PROVIDED INFORMATION:
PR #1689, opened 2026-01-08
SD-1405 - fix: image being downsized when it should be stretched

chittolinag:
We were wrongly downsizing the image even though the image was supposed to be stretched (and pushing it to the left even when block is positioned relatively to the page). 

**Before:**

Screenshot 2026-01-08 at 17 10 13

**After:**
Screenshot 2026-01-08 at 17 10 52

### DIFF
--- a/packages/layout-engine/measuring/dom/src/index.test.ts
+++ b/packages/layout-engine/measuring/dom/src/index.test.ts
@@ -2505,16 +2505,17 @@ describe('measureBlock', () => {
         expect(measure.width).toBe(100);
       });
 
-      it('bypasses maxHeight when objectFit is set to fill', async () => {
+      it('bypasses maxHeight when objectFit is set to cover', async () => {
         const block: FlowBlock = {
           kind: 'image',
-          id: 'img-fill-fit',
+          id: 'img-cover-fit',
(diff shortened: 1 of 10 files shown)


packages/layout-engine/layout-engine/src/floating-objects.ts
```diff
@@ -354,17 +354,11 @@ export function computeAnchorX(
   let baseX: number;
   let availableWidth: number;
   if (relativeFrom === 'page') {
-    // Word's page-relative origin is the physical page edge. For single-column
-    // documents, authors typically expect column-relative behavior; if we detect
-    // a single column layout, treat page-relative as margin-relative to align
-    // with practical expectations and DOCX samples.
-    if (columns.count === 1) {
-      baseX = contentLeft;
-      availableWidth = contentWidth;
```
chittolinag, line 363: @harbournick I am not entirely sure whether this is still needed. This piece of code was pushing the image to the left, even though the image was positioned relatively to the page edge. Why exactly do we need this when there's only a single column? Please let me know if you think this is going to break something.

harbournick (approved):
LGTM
* * *
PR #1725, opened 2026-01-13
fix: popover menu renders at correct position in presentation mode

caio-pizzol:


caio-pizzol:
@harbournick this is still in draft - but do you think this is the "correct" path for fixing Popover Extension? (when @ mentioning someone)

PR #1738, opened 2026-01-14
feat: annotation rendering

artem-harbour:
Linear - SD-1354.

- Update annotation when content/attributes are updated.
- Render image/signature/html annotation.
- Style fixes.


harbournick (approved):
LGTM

TASK:
Find the line with "PR #1689, opened 2026-01-08" in the entries above. Retype it and each line after it, exactly, through the line with "-2505,16 +2505,17 @@", and stop there.

RESULT:
PR #1689, opened 2026-01-08
SD-1405 - fix: image being downsized when it should be stretched

chittolinag:
We were wrongly downsizing the image even though the image was supposed to be stretched (and pushing it to the left even when block is positioned relatively to the page). 

**Before:**

Screenshot 2026-01-08 at 17 10 13

**After:**
Screenshot 2026-01-08 at 17 10 52

### DIFF
--- a/packages/layout-engine/measuring/dom/src/index.test.ts
+++ b/packages/layout-engine/measuring/dom/src/index.test.ts
@@ -2505,16 +2505,17 @@ describe('measureBlock', () => {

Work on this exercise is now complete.